The Supraconscious being wants to avoid these types of involutive traits at all costs.
Naive people in search of happiness,who are grateful and believe in some kind of external help.
Ordinary people in search of distraction and entertainment in this world.
Heroes who delude themselves into thinking they have a (fictitious) mission
to supposedly make the world a better place.
Mavericks who don't know the rules of the game and generate resistance movements which ultimately strengthen the matrix.
Truth seekers on a perpetual quest, who unknowingly mix truth and lies, falling into the trap of duality and strong astralness.
Dominant people who impose their views and opinions, discrediting whoever doesn't agree with them instead of just ignoring them.
Lovers looking for romance and carnal desire, who are dependent and find it hard to be alone and centric.
Generous caregivers, who, in order to feel better, undertake actions which may look good from the outside, but occultly speaking, hold back the person being helped.
Spiritual people burdened with beliefs and submissive to entities they deem superior to them.
The naive person will have entities making fun of their profound ignorance as happiness is highly volatile.
Whereas the Supra person aspires to peace and well-being, not "happiness".
The ordinary person will realise they have wasted their time and find themselves with nothing.
The hero will see that this world will never change and that all mission is merely a trick.
The maverick will realise that resistance is pointless; that strategic intelligence should take precedence in order to prevail.
The truth seeker will find their quest worthless since they're unable to see reality.
The dominant person will find that they're emotionally driven and that their attitude is actually a front for some vulnerability.
The lover will see their dreams melt away and feel miserable for having focused their attention in the wrong place.
The caregiver will find that generosity is always a facade and pay dearly for what they mistook for altruism.
And the spiritual person will be manipulated by astral entities and put back into a cycle of endless suffering.
Supra beings transcend the limitations of atavofigures by cultivating reflexes that free them from the influence of the Archons and propel them towards higher levels of mental awareness. They are impervious to stimuli from the matrix and shape their reality quantically in alignment with their true self.

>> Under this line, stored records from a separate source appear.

PR #827, opened 2024-10-30
chore: :hammer: add pre-commit config with commit linting

### LINKED ISSUE #8: Use commitlint to check that commits match use for semantic release
[commitlint](https://github.com/conventional-changelog/commitlint) can be used to check that commits follow a pattern in order to effectively use (python) semantic release. Using the action is described [here](https://github.com/conventional-changelog/commitlint/blob/master/docs/guides/ci-setup.md)

lwjohnst86:
## Description

This PR implements and tests out the commit linting, which I've also made a PR on `template-python-project` repo for too.

Pre-commit recommends to run pre-commit right after installing it, which resulted in a lot of files being changed. They were only whitespace and end of file changes so I will open a new PR stacked on this one for that.

Closes seedcase-project/template-python-project#8


signekb (commented):
I feel like I might have missed something: Do we want to use pre-commit now? Also locally? How is the pre-commit hooks here (trailing white space and end of file fixer) related to commit linting? :)

martonvago (dismissed):
Looks good to me! (Would we want to include ruff linting/formatting in the pre-commit hook as well?)

lwjohnst86:
@signekb commit linting is most effective *before* the message is committed. So the only way to achieve this is with a pre-commit hook. So that's why I started setting up the pre-commit. Plus, the best way that the CI is implemented for commit linting is through the pre-commit CI, otherwise I would have had to write something myself. 

The other stuff added related to the whitespace etc were from the default setup of pre-commit, so I assumed they were needed. Maybe they weren't but they are good basic checks anyway (something I assumed VSCode did already with the formatting, but it seems not).

I'll do a demo of this once everything is merged for using it locally. We don't *have* to use it locally, but I think we should :stuck_out_tongue:

lwjohnst86:
@martonvago yes, I think adding ruff and other linting would be fantastic! I wanted to start with this first though :grin:

PR #828, opened 2024-10-30
style: :art: ran pre-commit, only fixes trailing whitespaces and end of file newlines

lwjohnst86:
## Description

This is a stacked PR. There's a lot that was changed. Thankfully, it is only trailing whitespaces on lines and fixes end of file newlines.

This PR needs a quick review.


signekb (dismissed):
I understand the removal of whitespaces, but why are the svgs deleted and added again?

martonvago (dismissed):

lwjohnst86:
@signekb the SVGs had trailing whitespace/incorrect file ending, which were fixed by the pre-commit. They weren't deleted and re-added :relaxed: SVG is plain text, that's why.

They have grown out of polarity and navigate with discernment, integrity, and centredness.
There are certain figures who inspire us profoundly — artists, philosophers, everyday warriors — who give us reason to believe that adversity may be overcome without losing momentum. That one may be ill yet radiant. Worn out yet standing tall.
And when they pass away prematurely, people talk about their ‘courage til the very end’, their ‘life force’ and a love so great it ultimately transcends the individual.
But too much courtesy turns grief into an energy transaction. We smile our tears away and gratefully embrace the pain. We say it is “the price of happiness.” As if it were normal. As if such radiant happiness, enjoyed for decades, could only exist at the cost of some inevitable sacrifice.
And no one ever asks, “Who actually collects the payment?”
We often believe that happiness is free. Or that we are entitled to it. Or that it must be earned through effort, patience and gratitude. But in reality, happiness is fleeting and impermanent. And most importantly, it comes at a price. And often, that price is paid later. Paid dearly. In sorrow. In loss. In regret. In consent.
This is the story of an artist I used to follow in my younger years, whom I will not name. Out of respect, but also because what matters is not WHO but WHAT. Besides, I don't want my approach to be misconstrued, or even construed at all. There is nothing to construe. Just a raw observation. The rest, the construing, is a matter of personal filter that belongs to the eye of the beholder.
This artist was exceptionally kind and considerate, which is quite rare in showbiz. He enjoyed a fairy-tale romance with his wife. The kind of love at first sight that one would only imagine possible in sentimental books or movies. Certainly not in an environment such as his.
And they lived happily ever after and had two children…
For decades, he fought the disease with dignity and optimism. Hope and conviction until the very end. A man who stood tall and believed himself to be invincible. Big Pharma's miracle cure did not work. And this came as a shock to many. And a massive harvest of loosh for the Matrix, for whenever the righteous are victims of injustice, it shatters the false sense of security that our beliefs give us to cope with the uncopable.
What followed was a tidal wave of unconditional love, gratitude, and band-aid clichés: “He's still here with us... He's sending us a sign... He's not really gone.”
But the worst part was reading his widow's statement (a truly admirable woman), explaining how she always had a feeling that it was the price she was prepared to pay for the kind of love they shared. “I miss him truly madly deeply” she says. “ But that’s ok as grief is the price you pay for love.”
Grief is the price you pay for love!
A quote that could be embroidered on a pillow, or etched at the bottom of an urn. But what this quote does not say is who sets the price. And who benefits from the transaction.
And then there are the tales. Those we hear as children. Those that paint such sweet promise as "they lived happily ever after and had many children."
It's cute. It's comforting. But one thing we can't see is the programmed expectation this kind of cliché entails. A mapped-out quest within a framework. And implicitly, a tacit contract that never questions the validity of the script. For everyone has heard it. Because it's part of the story.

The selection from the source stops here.